** Exercise aim **
Once you find the line containing "kathy-t: I changed", output it and every line after it to the end of the records, exactly.

##########

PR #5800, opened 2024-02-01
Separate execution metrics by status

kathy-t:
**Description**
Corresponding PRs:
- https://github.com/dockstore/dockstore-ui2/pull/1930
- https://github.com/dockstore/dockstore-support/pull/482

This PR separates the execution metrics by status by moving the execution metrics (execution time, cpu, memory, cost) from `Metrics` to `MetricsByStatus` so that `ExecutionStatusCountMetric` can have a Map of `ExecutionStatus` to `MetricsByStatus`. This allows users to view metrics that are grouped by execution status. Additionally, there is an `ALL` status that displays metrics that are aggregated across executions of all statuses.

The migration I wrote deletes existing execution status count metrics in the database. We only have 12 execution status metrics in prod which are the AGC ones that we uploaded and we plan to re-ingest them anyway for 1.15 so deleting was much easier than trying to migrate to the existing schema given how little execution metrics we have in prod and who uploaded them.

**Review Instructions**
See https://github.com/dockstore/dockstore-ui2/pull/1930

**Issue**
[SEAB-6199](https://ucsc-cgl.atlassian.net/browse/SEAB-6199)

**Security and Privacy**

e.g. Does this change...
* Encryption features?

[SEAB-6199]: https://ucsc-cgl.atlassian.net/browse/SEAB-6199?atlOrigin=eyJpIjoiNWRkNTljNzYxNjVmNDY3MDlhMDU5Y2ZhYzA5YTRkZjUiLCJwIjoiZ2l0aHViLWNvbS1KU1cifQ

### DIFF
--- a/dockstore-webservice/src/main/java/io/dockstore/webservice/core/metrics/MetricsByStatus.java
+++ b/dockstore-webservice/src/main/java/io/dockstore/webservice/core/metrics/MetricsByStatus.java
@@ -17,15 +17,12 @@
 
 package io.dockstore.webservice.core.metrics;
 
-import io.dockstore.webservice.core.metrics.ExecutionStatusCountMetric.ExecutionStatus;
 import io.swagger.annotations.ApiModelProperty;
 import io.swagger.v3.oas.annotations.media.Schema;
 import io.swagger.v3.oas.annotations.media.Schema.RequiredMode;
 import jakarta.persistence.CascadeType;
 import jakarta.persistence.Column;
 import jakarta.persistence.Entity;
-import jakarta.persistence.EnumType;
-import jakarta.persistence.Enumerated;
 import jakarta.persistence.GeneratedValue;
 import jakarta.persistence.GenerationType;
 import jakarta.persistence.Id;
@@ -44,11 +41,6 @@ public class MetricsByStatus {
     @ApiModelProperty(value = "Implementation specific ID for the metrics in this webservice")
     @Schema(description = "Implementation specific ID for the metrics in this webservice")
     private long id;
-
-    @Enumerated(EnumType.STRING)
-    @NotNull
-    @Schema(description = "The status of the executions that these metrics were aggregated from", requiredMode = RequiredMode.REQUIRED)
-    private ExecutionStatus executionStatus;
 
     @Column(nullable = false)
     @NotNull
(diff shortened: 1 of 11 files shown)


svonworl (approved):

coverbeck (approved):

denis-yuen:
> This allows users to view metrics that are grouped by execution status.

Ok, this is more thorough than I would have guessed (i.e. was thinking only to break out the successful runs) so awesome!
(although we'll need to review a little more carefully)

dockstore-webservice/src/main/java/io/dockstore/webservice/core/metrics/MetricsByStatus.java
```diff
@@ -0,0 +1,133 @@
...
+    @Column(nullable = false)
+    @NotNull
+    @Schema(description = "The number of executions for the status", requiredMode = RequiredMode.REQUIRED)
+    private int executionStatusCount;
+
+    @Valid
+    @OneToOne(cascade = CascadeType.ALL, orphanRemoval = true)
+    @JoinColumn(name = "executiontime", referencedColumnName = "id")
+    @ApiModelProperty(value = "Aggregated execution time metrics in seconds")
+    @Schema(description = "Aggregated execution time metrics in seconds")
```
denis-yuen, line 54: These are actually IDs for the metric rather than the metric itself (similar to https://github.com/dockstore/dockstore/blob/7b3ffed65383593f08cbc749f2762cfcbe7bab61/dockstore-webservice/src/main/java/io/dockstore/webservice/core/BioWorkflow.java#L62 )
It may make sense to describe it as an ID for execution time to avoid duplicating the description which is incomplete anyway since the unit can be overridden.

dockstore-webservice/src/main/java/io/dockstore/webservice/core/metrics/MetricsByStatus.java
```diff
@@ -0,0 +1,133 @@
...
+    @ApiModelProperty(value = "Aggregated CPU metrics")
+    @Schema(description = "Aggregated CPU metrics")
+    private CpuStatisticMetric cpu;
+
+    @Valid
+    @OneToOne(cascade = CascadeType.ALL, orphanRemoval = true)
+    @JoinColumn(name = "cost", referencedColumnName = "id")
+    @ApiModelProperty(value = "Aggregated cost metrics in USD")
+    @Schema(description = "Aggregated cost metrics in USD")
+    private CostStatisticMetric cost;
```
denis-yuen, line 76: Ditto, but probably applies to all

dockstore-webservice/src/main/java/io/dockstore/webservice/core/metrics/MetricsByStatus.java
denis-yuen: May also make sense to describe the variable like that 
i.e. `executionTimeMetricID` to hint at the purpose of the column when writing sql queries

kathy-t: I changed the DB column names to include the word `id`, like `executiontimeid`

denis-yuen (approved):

##########

** Exercise answer **
kathy-t: I changed the DB column names to include the word `id`, like `executiontimeid`

denis-yuen (approved):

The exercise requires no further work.